- Directions
Each line of the data below that carries the word "both" needs to be copied.
________________________
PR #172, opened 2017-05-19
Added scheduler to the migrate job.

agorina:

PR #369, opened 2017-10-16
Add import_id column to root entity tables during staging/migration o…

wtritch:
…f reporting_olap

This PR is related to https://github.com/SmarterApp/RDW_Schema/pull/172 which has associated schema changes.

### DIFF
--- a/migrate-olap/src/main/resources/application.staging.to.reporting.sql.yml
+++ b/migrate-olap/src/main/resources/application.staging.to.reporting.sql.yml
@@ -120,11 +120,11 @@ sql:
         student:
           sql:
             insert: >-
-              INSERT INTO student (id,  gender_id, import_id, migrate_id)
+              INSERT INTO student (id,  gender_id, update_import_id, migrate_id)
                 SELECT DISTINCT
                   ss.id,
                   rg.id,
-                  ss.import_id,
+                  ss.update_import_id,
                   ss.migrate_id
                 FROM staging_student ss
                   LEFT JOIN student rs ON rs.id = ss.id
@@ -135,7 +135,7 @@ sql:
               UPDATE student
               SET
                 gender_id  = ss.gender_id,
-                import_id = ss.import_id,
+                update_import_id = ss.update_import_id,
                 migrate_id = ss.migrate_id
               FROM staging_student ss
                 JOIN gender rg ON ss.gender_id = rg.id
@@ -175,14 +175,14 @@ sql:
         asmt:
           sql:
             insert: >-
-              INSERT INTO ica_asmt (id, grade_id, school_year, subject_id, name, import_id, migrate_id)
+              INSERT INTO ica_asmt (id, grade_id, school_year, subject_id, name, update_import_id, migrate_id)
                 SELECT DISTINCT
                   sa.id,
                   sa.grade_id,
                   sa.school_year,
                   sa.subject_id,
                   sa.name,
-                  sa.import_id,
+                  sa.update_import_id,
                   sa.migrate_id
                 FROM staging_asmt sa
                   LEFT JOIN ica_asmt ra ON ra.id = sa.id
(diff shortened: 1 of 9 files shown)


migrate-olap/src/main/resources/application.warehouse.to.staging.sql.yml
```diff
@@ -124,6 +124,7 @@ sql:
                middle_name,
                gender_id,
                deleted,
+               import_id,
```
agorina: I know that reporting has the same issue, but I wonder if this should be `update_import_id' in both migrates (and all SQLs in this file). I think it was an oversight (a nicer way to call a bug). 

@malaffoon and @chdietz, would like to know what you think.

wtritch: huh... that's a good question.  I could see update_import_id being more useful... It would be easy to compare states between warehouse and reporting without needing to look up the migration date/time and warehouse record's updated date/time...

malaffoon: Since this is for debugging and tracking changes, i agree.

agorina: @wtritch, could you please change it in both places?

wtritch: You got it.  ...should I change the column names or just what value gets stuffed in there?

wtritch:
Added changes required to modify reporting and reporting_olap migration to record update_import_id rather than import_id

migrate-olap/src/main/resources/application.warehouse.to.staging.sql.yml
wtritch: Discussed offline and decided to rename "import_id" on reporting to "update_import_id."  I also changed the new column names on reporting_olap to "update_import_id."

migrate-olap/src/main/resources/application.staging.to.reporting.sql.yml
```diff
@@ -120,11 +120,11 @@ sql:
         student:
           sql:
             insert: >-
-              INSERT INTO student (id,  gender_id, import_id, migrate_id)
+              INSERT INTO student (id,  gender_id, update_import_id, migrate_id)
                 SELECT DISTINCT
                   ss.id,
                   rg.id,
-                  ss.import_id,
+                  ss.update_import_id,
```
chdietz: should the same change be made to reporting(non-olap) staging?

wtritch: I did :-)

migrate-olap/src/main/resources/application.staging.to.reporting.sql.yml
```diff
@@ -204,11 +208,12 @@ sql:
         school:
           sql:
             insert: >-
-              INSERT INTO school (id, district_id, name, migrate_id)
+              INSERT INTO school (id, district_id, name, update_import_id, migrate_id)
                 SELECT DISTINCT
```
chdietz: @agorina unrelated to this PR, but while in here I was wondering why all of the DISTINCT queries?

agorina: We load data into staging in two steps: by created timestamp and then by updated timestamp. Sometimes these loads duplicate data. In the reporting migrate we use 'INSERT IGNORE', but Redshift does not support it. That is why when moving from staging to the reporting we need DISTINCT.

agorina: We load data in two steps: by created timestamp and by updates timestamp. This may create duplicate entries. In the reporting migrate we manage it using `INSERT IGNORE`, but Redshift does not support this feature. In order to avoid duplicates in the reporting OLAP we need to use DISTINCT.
________________________
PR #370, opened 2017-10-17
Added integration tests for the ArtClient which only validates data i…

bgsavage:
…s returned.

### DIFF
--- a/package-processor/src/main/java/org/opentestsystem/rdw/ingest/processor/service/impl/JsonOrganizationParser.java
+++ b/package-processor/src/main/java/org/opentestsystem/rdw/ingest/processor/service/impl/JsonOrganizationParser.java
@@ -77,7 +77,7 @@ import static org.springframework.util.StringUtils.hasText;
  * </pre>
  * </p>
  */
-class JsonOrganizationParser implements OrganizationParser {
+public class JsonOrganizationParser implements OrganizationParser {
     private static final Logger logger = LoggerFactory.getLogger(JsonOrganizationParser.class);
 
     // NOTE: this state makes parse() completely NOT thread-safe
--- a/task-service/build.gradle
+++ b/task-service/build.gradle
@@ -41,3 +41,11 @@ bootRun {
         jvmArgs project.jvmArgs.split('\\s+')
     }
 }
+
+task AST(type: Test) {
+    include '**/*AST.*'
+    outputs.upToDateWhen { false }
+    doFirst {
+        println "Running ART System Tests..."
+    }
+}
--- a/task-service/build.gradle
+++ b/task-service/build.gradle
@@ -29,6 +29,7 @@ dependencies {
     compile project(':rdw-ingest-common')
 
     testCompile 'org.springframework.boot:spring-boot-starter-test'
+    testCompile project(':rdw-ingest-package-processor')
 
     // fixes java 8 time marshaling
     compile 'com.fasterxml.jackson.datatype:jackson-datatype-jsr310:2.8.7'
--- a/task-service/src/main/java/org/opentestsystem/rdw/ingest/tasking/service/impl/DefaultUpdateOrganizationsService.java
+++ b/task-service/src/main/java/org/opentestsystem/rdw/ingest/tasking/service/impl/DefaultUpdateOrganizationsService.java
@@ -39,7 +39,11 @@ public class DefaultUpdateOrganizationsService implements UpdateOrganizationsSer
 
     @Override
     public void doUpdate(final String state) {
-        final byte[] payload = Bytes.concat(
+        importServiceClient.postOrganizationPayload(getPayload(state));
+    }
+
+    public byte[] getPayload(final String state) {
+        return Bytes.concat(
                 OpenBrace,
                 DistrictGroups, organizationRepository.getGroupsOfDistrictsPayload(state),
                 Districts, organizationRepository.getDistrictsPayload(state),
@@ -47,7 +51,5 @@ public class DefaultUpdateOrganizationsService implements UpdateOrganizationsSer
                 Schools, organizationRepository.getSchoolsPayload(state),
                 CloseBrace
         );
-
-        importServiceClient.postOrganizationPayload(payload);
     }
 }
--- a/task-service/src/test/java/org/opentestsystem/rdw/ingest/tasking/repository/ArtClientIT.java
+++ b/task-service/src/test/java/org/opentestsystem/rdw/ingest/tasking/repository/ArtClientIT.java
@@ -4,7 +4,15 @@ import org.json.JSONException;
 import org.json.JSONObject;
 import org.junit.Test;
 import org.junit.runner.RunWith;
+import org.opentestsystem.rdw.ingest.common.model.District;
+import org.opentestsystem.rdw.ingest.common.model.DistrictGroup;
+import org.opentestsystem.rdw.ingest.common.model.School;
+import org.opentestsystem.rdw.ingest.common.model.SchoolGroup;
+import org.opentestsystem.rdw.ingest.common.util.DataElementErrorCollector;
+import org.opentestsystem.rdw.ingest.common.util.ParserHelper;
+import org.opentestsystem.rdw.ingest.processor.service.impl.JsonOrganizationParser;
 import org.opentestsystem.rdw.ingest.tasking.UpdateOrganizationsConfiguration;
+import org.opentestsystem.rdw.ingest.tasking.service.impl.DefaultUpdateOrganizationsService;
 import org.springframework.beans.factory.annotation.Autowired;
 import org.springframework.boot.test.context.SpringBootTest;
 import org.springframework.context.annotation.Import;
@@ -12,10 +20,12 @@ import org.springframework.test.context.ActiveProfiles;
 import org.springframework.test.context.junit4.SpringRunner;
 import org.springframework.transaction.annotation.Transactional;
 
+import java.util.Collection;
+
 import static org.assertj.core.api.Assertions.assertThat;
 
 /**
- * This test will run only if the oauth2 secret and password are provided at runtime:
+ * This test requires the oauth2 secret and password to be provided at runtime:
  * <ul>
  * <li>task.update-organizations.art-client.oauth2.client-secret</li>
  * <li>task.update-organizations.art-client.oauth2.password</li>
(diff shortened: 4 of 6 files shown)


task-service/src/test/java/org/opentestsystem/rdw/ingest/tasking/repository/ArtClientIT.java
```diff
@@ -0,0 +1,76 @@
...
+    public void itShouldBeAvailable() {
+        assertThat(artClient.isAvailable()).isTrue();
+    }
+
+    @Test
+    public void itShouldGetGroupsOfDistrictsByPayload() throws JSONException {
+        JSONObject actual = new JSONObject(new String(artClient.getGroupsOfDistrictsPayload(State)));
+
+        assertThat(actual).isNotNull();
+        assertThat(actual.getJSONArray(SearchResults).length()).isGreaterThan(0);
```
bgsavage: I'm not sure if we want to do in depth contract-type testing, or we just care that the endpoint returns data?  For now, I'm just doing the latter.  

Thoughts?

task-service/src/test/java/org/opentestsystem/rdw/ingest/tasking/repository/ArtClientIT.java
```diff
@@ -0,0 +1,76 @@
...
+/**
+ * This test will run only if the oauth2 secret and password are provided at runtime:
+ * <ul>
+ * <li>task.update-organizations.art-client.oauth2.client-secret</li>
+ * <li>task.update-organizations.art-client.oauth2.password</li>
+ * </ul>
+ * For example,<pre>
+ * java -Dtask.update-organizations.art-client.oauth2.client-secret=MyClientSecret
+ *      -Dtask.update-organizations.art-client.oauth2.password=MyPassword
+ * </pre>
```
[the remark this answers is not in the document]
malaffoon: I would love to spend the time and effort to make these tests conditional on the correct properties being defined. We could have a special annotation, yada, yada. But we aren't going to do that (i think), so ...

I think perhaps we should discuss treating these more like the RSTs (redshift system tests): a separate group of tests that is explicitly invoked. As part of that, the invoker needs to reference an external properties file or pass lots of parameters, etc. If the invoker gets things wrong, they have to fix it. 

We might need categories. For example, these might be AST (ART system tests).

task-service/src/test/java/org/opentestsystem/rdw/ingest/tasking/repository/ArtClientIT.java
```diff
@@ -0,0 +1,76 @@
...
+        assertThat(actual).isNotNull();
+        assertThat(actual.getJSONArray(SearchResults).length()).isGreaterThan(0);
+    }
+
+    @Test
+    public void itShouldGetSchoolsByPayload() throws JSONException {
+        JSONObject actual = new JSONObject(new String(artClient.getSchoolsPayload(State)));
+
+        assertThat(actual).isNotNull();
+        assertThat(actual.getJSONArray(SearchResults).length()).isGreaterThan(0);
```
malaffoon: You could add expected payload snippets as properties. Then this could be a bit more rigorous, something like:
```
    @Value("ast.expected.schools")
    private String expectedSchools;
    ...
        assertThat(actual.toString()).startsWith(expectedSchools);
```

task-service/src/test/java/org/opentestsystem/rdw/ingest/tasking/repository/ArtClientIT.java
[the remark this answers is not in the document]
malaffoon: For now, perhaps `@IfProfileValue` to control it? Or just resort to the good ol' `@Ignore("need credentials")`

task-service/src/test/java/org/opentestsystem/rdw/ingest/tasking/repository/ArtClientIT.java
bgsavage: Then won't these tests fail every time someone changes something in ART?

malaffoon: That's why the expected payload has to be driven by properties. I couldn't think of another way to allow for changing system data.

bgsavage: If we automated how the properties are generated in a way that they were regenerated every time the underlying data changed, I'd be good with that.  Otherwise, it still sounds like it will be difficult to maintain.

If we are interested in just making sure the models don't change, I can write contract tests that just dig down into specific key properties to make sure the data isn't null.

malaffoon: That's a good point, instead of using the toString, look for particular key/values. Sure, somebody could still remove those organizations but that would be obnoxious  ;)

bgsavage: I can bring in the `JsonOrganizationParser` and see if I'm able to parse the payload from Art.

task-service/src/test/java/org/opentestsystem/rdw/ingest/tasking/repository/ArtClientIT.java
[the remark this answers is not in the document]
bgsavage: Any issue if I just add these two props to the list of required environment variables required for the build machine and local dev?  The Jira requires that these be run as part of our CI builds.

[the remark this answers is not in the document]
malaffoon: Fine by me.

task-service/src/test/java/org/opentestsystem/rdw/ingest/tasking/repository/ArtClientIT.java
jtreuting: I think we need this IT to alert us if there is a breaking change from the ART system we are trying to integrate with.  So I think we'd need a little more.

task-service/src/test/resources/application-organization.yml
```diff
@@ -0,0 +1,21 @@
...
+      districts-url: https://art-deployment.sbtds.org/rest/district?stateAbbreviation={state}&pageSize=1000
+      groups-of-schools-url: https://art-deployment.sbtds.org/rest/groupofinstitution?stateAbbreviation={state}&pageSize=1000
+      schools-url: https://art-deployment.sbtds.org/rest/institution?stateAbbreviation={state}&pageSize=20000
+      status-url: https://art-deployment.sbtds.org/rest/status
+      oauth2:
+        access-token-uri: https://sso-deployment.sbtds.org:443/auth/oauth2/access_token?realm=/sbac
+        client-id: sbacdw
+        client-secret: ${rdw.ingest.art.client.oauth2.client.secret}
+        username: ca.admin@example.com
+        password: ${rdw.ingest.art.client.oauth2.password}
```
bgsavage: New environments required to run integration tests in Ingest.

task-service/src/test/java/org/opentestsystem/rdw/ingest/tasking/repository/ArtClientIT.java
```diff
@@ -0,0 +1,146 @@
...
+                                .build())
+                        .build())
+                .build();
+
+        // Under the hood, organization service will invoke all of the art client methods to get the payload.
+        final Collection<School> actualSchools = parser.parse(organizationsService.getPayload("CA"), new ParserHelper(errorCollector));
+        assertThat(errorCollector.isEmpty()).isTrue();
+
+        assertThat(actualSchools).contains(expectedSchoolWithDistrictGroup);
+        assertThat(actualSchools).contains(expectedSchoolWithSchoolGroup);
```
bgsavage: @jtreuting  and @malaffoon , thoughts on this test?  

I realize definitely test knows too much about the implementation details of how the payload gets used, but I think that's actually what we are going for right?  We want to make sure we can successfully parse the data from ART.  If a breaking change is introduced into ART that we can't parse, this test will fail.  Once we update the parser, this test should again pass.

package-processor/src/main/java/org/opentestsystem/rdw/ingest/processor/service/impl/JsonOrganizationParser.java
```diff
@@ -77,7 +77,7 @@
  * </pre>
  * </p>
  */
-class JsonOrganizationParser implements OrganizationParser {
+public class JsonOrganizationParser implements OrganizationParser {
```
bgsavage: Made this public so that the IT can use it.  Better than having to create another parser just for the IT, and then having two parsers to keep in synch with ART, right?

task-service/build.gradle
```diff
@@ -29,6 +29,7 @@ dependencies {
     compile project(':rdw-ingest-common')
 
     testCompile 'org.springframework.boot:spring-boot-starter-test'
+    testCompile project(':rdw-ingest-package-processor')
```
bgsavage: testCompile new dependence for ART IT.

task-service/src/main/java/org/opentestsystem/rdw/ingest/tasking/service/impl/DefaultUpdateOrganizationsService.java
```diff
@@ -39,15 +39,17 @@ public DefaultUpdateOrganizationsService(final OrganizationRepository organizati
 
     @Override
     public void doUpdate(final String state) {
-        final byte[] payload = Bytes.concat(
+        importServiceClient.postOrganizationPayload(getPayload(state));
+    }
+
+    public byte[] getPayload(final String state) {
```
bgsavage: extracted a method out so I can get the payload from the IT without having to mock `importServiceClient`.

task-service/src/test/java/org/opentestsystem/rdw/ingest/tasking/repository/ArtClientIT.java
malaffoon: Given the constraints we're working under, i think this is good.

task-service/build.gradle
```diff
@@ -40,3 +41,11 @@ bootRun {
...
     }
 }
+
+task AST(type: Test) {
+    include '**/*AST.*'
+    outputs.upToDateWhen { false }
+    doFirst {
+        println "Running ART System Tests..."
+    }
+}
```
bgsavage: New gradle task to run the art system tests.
________________________
- Expected answer
agorina: I know that reporting has the same issue, but I wonder if this should be `update_import_id' in both migrates (and all SQLs in this file). I think it was an oversight (a nicer way to call a bug). 
agorina: @wtritch, could you please change it in both places?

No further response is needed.